● SOURCE RECORDS
PR #1888, opened 2021-07-26
web: Add balance refresh after prepaid issuance

backspace:
Local screenshots from before and after issuance with this change:

before-@cardstack:web-client 2021-07-26 17-00-39

after-@cardstack:web-client 2021-07-26 17-06-17

This brings the prepaid card issuance workflow in line with the others, though I wonder whether it would be preferable to “freeze” the balance shown in the opening card with the value before the workflow has completed, as it seems strange that it changes when the operation has been completed. But that’s a UX concern outside the scope of this fix, as certainly one would expect the balance shown after the confirmation to be the new lower number.


lukemelia (approved):
🚢

PR #1895, opened 2021-07-28
Fix/network aware messages

Aierie:
This PR fixes CS-1107. We delay rendering of workflows until both layer 1 and layer 2 have either completed reconnection, or identified that they don't need to reconnect, ensuring that the correct messages are displayed each time.

This does raise design questions, as discussed with @lukemelia yesterday - what should we show during while the networks are reconnecting? I've left this to address in a separate PR.

### DIFF
--- a/packages/web-client/app/utils/web3-strategies/layer2-chain.ts
+++ b/packages/web-client/app/utils/web3-strategies/layer2-chain.ts
@@ -117,7 +117,8 @@ export default abstract class Layer2ChainWeb3Strategy
         this.#exchangeRateApi = await getSDK('ExchangeRate', this.web3);
         this.#safesApi = await getSDK('Safes', this.web3);
         this.#hubAuthApi = await getSDK('HubAuth', this.web3, config.hubURL);
-        this.updateWalletInfo(accounts, this.chainId);
+        await this.updateWalletInfo(accounts, this.chainId);
+        this.isInitializing = false;
       } catch (e) {
         console.error(
           'Error initializing layer 2 wallet and services. Wallet may be connected to an unsupported chain'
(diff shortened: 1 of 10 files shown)


packages/web-client/app/utils/web3-strategies/layer2-chain.ts
```diff
@@ -102,16 +104,13 @@ export default abstract class Layer2ChainWeb3Strategy
         console.error('Error in display_uri callback', err);
         return;
       }
+      // if we get here when a user loads a page, then it means that the user did not have
+      // a connection from local storage. We can safely say they are initialized
+      this.isInitializing = false;
```
Aierie, line 109: Because `provider.enable` doesn't resolve until a user connects their wallet, `this.isInitializing = false` under `provider.enable` will never run if the user is not connected, and they will never see the workflow. This catches the case where a user does not need to reconnect.

lukemelia (approved):

packages/web-client/app/utils/web3-strategies/layer2-chain.ts
```diff
@@ -144,7 +143,16 @@ export default abstract class Layer2ChainWeb3Strategy
...
+
+    yield this.provider.enable();
+
+    // we only get here if the user has an account
+    // we wait for the logic in accountsChanged to run and fetch the user's depots
+    // before considering initialization done
+    // the connector is from WalletConnect and knows of accounts before the
+    // the accountsChanged event is triggered
+    yield this.waitForAccountDeferred.promise;
+    this.isInitializing = false;
```
Aierie, line 155: Just realized we can actually move this into the `accountsChanged` block since we have a different way of setting `isInitializing` for the non-reconnecting case. Will move this in, so the code is more straightforward.

PR #1896, opened 2021-07-28
increase txn timeout to be more suitable for mainnet realities

habdelra:
mainnet txns that run normal to fast in terms of gas price can take upwards of 10 minutes

### DIFF
--- a/packages/cardpay-sdk/sdk/utils/general-utils.ts
+++ b/packages/cardpay-sdk/sdk/utils/general-utils.ts
@@ -17,7 +17,7 @@ export async function networkName(web3: Web3): Promise<string> {
 export function waitUntilTransactionMined(
   web3: Web3,
   txnHash: string,
-  duration = 60 * 5 * 1000
+  duration = 60 * 10 * 1000
 ): Promise<TransactionReceipt> {
   let endTime = Number(new Date()) + duration;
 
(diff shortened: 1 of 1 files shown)


packages/cardpay-sdk/sdk/utils/general-utils.ts
```diff
@@ -31,7 +31,7 @@ export function waitUntilTransactionMined(
       if (receipt) {
         resolve(receipt);
       } else if (Number(new Date()) > endTime) {
-        throw new Error(`Transaction took too long to complete, waited ${duration / 1000} seconds`);
+        throw new Error(`Transaction ${txnHash} took too long to complete, waited ${duration / 1000} seconds`);
```
Aierie, line 34: Adding the transaction hash here will break our string matching of error messages in the prepaid card preview card:

https://github.com/cardstack/cardstack/blob/67e6bf31d2b6d3911192ac7ae559cc99ddba1b50/packages/web-client/app/components/card-pay/issue-prepaid-card-workflow/preview/index.ts#L75-L77

Maybe we can prepend this error with `TRANSACTION_TIMEOUT:` or something like that? If so, I can update the card to match that instead.

habdelra: I'll just add it to the end

habdelra: but yeah, i love your thinking. I think the error codes idea that you had is a better fit.

Aierie: Thanks! 😄

PR #1897, opened 2021-07-28
Separate authentication step in Prepaid Card Issuance flow

lukemelia:
https://www.loom.com/share/cc669b252b704c4f8474133dac12076e
Note: If you are already hub-authenticate the Auth mini-card and the message the precedes it are not included in the workflow.

### DIFF
--- a/packages/web-client/app/components/card-pay/issue-prepaid-card-workflow/authentication/index.hbs
+++ b/packages/web-client/app/components/card-pay/issue-prepaid-card-workflow/authentication/index.hbs
@@ -3,6 +3,7 @@
 >
   <Boxel::ActionChin
     @state={{this.authState}}
+    @disabled={{@frozen}}
   >
     <:default as |d|>
       {{#if (and this.error this.authenticationTask.isIdle)}}
--- a/packages/web-client/app/components/card-pay/issue-prepaid-card-workflow/authentication/index.hbs
+++ b/packages/web-client/app/components/card-pay/issue-prepaid-card-workflow/authentication/index.hbs
@@ -1,0 +1,53 @@
+<ActionCardContainer
+  @isComplete={{@isComplete}}
+>
+  <Boxel::ActionChin
+    @state={{this.authState}}
+  >
+    <:default as |d|>
+      {{#if (and this.error this.authenticationTask.isIdle)}}
+        <d.ActionStatusArea
+          @icon="card-wallet-app-icon"
+          style={{css-var status-icon-size="2.5rem"}}
+          data-test-failed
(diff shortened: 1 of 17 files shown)


packages/web-client/app/components/card-pay/issue-prepaid-card-workflow/authentication/index.hbs
```diff
@@ -0,0 +1,53 @@
+<ActionCardContainer
+  @isComplete={{@isComplete}}
+>
+  <Boxel::ActionChin
+    @state={{this.authState}}
+  >
+    <:default as |d|>
+      {{#if (and this.error this.authenticationTask.isIdle)}}
```
Aierie, line 8: I think we should handle `@frozen` layer 2 not being connected.

Aierie (changes requested):
Overall this looks good! The happy path works nicely for me, and I think the UI is nice. I received the prompt to auth the first time I ran this, and after that it didn't appear again. I was able to successfully create a prepaid card.

Summarizing what I understand for this PR, just in case I missed/misunderstood something:
- Responsibility for authenticating with the hub is moved earlier in the workflow, so users don't get two consecutive requests when they try to create a prepaid card. We no longer need to check that the user is authenticated when they click the button to create a prepaid card.
- We don't want to show the authentication message and card if the user is already authenticated. For this, we added a network-aware card, and added the ability for network-aware cards and messages to detect if the user is authenticated via the hub auth service.
- The is-network-initialized helper detects if the hub auth service is initializing in order to prevent the race condition we saw with layer 1 and layer 2.
- To ensure that the user doesn't go on with the workflow with an invalid auth token, we check upon initialization of the hub auth service that the user's auth token is valid. 

There are two cases (actually maybe just one, since disconnection also causes `@frozen` to be true) where the authentication card should be disabled, I've mentioned them in the comment below.

packages/web-client/app/components/card-pay/issue-prepaid-card-workflow/authentication/index.hbs
lukemelia: I actually removed @frozen because the memorialized state does not have any interactive elements. Do you think we still need it?

Aierie: Yep, we need it for the default state (user performs action that cancels workflow prior to authenticating, eg. disconnecting layer 2).

burieberry (approved):
Works great!

Aierie (approved):

PR #1900, opened 2021-07-28
Make reloadable and transferrable card display properties dynamic

burieberry:


lukemelia (approved):

Aierie:
@backspace , flagging that there is some overlap on the prepaid card UI front between this and #1855.

PR #1901, opened 2021-07-29
User rejection identification

Aierie:
CS-1319

- Adds a utility that checks if an error's message matches the user rejection error message.
- Uses the utility in the prepaid card preview card (to be used in the withdrawal flow as well)

This code is dependent on CardWallet returning the correct error message. As such, we will not be able to use this for other wallets connected via WalletConnect on Layer 1.


burieberry (approved):

backspace (approved):
I was able to exercise this successfully 🎉

image

PR #1904, opened 2021-07-29
set web client and boxel test ports to different values

Aierie:
This is so that running `yarn test` in the monorepo root will not fail because Boxel and Web Client both want to use port 7357. We could in addition (or as an alternative?) run tests in series, not parallel. I've found that running 2 ember test instances simultaneously can be very taxing on my laptop.

### DIFF
--- a/packages/boxel/.ember-cli.js
+++ b/packages/boxel/.ember-cli.js
@@ -1,7 +1,7 @@
 /* eslint-disable */
 'use strict';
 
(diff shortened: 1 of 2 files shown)


lukemelia (approved):
You're changes look fine. Not sure what's up with the tests.

Aierie:
> Your changes look fine. Not sure what's up with the tests.

It looks like accessibility tests are failing again, maybe ember release is using a different version. Will fix those tomorrow.

PR #1906, opened 2021-07-29
web: Add wallet navigation sidebar

backspace:
This is on hold because it’s almost all placeholders for now, but it shouldn’t be hard to bring back when it’s more useful:

image

Some styling updates are still needed etc


backspace:
I’m going to close this, it can be retrieved if it’s useful if/when this becomes a priority.

PR #1908, opened 2021-07-30
Enhancement/prepaid card preview UI

Aierie:
CS-1413

Updated prepaid card creation button text to read Create (previously Continue), and Retry after unsuccessful tries. Default error text is also updated.

Updated default state of the prepaid card creation card

Updated error state of the prepaid card creation card


lukemelia (approved):
:shipit:

PR #1910, opened 2021-07-30
web: Add prepaid listing refresh after creation

backspace:
To reproduce the SDK behaviour where `Safe.viewSafes` will return a new `PrepaidCard.create`,
this makes the test strategy store the newly-created `PrepaidCardSafe` in the same map that
`test__simulateAccountSafes` uses.

Here it is in action:

screencast 2021-07-30 10-26-45

### DIFF
--- a/packages/web-client/app/services/layer2-network.ts
+++ b/packages/web-client/app/services/layer2-network.ts
@@ -114,6 +114,9 @@ export default class Layer2Network
       customizationDid,
       options
     );
+
+    taskFor(this.viewSafes).perform(this.walletInfo.firstAddress!);
+
     return address;
   }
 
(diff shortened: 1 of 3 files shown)


lukemelia (approved):
✨

packages/web-client/app/services/layer2-network.ts
```diff
@@ -114,6 +114,9 @@ export default class Layer2Network
       customizationDid,
       options
     );
+
+    taskFor(this.viewSafes).perform(this.walletInfo.firstAddress!);
```
Aierie, line 118: Took me a while to understand that this was necessary because a consumer was reading the last successful value of this task, do you think a comment about this would be good?

lukemelia: Would it be clearer if we wrapped it in a "refreshSafes()` method?

lukemelia: Merging as is, but let's do either a comment or intention-revealing method in a separate PR, whichever you like best.

backspace: ya, I don’t love the way this works at the moment; the other place this is invoked is a `did-insert` in `balances.hbs`. Both of them pass the `firstAddress` like this. So `refreshSafes` would be a nice encapsulation, I’ll do that, thanks.

PR #2424, opened 2021-11-29
card space profile name validation route

Aierie:
Adds a card space route for profile name validation, corresponds to commit prefixed `HUB2:` in #2416


jurgenwerk (approved):
Looks good!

● WHAT THIS TASK INVOLVES
Please give back exactly the lines of the listing above that run from the one containing "- Responsibility for" through the one containing "Works great!", and only those.

● SOLUTION TO THIS PROBLEM
- Responsibility for authenticating with the hub is moved earlier in the workflow, so users don't get two consecutive requests when they try to create a prepaid card. We no longer need to check that the user is authenticated when they click the button to create a prepaid card.
- We don't want to show the authentication message and card if the user is already authenticated. For this, we added a network-aware card, and added the ability for network-aware cards and messages to detect if the user is authenticated via the hub auth service.
- The is-network-initialized helper detects if the hub auth service is initializing in order to prevent the race condition we saw with layer 1 and layer 2.
- To ensure that the user doesn't go on with the workflow with an invalid auth token, we check upon initialization of the hub auth service that the user's auth token is valid. 

There are two cases (actually maybe just one, since disconnection also causes `@frozen` to be true) where the authentication card should be disabled, I've mentioned them in the comment below.

packages/web-client/app/components/card-pay/issue-prepaid-card-workflow/authentication/index.hbs
lukemelia: I actually removed @frozen because the memorialized state does not have any interactive elements. Do you think we still need it?

Aierie: Yep, we need it for the default state (user performs action that cancels workflow prior to authenticating, eg. disconnecting layer 2).

burieberry (approved):
Works great!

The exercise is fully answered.